Max and Moritz: A Juvenile History in 7 Tricks (Minus 3)

Penelope Bartlau, Megan Cameron, Moritz and KT Prescott in Max and Moritz. Photo by Sarah Walker.
Max and Moritz promised to be, according to my own promotional materials circulated amongst my cronies :
... a quite deranged expanded marionette theatre production of most of Wilhelm Busch's 19th century tale of a couple of very naughty boys who just might get what's coming to them – and how! But not before certain entertaining unpleasantries might first come to pass...

... under the direction of puppeteer extraordinaire Megan Cameron and with no small amount of on-stage shenanigans courtesy of the same, in cahoots with KT Prescott and Penelope Bartlau...

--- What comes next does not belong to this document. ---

PR #434, opened 2026-07-19
fix(gateway): send client_id on OpenAI OAuth token refresh

### LINKED ISSUE #433: Gateway can never refresh vaulted ChatGPT (Codex) OAuth tokens: refresh request omits client_id
## Summary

... with musical accompaniment from Dirty Nicola and the Cheap, Filthy, Pre-Loved, Shop-Soiled Spud Hussies (myself, Katrina Wilson & Nicola Bell).
Shop-Soiled Cerise BRINGING IT during Max and Moritz. Photo by Sarah Walker.
Well, I had myself a fine old time over three nights performing cinema (some folk, coming from other, hoarier traditions, apparently refer to it as “theatre”) for carny folk and fellow travellers, their families, significant others, and passers-by alike, at The Village festival in North Fitzroy's Edinburgh Gardens earlier in the month. Aside from bringing some compositional and bottom-end prowess to the production, mine was also the responsibility to supply some foley to proceedings, which was a helluva lot of fun.

(Now here's a hot tip: If ever you'd been wondering how best you might simulate the sounds of children being ground to a pulp in an old mill, might I be so bold as to heartily recommend the strained employment of an egg-beater against several clumps of cement in an ice-cream container?)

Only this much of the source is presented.